(AIM OF THE TASK) Show all lines from the data that include the word "around".

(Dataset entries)
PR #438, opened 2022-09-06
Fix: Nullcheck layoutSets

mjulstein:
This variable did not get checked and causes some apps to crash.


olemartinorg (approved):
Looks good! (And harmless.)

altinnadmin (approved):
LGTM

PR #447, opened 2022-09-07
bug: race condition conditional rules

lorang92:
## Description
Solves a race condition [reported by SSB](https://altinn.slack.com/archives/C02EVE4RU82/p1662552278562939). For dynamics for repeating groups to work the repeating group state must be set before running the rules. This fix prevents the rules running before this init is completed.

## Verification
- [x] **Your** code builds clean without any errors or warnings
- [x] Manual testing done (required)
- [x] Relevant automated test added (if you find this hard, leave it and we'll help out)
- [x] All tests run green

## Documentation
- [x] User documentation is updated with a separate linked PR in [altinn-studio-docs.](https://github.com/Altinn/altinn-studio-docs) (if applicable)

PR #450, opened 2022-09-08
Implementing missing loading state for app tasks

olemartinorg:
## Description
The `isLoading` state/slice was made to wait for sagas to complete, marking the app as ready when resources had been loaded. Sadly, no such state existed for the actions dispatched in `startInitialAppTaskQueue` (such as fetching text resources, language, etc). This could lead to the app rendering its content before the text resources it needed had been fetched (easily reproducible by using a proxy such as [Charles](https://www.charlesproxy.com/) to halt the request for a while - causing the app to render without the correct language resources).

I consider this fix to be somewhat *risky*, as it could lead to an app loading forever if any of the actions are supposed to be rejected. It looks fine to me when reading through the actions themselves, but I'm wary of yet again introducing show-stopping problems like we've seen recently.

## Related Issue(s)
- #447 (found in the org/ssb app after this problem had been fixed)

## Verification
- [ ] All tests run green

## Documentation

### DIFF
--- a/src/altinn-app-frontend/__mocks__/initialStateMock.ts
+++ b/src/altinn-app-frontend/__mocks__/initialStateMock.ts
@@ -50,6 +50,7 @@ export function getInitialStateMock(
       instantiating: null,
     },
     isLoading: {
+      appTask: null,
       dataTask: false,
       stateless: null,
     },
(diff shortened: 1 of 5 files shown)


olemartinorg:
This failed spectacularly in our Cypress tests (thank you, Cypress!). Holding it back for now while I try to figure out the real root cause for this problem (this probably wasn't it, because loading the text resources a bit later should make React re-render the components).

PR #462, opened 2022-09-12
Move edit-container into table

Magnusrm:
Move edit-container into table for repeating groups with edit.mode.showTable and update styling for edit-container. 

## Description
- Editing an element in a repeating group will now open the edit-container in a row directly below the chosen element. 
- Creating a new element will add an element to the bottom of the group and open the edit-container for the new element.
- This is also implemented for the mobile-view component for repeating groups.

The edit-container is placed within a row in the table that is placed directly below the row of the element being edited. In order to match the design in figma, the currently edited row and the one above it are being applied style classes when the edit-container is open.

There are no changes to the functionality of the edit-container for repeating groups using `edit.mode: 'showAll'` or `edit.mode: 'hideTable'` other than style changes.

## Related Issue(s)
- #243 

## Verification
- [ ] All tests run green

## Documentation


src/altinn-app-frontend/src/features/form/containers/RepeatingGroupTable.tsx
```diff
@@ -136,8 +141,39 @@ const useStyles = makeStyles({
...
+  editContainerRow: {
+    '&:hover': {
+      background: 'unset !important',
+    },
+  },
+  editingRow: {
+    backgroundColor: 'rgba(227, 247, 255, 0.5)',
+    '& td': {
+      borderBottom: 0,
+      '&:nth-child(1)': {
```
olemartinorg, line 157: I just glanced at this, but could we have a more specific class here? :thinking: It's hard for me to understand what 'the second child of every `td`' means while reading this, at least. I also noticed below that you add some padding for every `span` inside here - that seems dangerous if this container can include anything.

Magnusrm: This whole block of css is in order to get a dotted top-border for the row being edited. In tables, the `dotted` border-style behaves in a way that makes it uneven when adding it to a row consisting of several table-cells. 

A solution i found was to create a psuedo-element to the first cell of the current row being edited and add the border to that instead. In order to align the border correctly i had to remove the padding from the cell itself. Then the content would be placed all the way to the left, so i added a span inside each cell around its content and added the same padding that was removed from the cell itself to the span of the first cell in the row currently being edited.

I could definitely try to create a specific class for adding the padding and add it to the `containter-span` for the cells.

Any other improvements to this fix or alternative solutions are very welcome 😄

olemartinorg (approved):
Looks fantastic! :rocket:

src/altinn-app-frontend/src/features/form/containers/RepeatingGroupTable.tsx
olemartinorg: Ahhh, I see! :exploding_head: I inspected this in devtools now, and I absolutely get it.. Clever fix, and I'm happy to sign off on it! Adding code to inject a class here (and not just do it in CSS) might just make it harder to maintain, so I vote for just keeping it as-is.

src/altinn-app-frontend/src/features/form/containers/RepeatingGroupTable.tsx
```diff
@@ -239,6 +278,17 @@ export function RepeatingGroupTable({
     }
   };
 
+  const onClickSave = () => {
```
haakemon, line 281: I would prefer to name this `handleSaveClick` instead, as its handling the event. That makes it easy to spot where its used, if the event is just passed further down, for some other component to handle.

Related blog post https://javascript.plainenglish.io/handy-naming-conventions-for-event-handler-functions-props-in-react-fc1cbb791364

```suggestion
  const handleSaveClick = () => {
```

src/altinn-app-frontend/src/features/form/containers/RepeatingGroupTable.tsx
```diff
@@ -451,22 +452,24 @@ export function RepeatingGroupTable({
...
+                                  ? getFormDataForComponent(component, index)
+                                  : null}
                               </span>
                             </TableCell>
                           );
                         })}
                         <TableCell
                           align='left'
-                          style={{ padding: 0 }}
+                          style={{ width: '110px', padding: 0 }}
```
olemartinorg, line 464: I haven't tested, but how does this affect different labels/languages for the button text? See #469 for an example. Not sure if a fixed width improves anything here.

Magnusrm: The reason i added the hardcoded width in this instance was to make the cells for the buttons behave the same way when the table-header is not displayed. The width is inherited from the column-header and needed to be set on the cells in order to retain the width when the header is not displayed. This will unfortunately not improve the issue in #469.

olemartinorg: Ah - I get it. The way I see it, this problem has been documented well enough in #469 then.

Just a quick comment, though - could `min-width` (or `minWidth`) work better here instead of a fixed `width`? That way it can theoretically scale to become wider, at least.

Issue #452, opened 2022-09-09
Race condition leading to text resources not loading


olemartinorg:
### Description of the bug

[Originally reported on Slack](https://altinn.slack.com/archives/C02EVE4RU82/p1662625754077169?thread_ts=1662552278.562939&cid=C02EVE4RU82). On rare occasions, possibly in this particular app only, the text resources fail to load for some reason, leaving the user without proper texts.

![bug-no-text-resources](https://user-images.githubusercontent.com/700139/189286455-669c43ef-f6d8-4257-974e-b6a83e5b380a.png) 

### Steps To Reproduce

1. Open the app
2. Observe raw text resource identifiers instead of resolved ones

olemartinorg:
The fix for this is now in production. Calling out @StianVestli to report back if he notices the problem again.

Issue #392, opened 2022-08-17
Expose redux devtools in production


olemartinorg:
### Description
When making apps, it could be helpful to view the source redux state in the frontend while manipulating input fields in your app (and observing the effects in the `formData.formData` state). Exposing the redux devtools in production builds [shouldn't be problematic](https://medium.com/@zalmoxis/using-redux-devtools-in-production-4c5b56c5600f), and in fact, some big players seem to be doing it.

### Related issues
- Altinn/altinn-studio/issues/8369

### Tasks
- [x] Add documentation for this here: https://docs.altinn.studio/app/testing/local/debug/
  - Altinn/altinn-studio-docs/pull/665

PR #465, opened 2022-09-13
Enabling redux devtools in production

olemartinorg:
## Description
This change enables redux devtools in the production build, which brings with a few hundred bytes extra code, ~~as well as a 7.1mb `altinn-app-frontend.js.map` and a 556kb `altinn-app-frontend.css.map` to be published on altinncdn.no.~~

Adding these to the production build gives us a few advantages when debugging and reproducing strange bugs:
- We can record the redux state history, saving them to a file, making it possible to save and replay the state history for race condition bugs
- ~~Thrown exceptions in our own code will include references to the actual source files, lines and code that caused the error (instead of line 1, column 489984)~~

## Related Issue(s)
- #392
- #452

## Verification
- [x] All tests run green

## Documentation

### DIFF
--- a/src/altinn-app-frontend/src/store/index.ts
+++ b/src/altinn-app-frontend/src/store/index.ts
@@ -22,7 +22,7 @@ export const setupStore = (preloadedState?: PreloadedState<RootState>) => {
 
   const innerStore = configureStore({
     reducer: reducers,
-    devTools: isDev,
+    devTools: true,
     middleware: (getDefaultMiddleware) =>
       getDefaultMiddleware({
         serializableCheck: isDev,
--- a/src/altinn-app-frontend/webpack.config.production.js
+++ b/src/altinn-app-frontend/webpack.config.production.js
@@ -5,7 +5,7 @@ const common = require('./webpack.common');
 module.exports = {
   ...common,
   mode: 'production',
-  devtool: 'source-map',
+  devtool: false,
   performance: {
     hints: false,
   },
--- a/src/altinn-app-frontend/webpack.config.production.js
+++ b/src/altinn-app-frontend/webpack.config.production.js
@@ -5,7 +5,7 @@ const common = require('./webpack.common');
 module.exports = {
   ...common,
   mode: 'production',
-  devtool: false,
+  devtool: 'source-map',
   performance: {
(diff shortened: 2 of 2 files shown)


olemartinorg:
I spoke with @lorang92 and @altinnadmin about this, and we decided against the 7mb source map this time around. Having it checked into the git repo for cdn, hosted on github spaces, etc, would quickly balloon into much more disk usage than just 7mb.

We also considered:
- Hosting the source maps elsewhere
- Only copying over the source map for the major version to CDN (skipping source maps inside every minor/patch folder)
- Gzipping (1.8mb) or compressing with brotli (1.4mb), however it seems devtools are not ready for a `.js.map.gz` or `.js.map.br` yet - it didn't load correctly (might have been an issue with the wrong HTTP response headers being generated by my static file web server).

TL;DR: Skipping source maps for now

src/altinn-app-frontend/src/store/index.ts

(OUTPUT)
A solution i found was to create a psuedo-element to the first cell of the current row being edited and add the border to that instead. In order to align the border correctly i had to remove the padding from the cell itself. Then the content would be placed all the way to the left, so i added a span inside each cell around its content and added the same padding that was removed from the cell itself to the span of the first cell in the row currently being edited.
I spoke with @lorang92 and @altinnadmin about this, and we decided against the 7mb source map this time around. Having it checked into the git repo for cdn, hosted on github spaces, etc, would quickly balloon into much more disk usage than just 7mb.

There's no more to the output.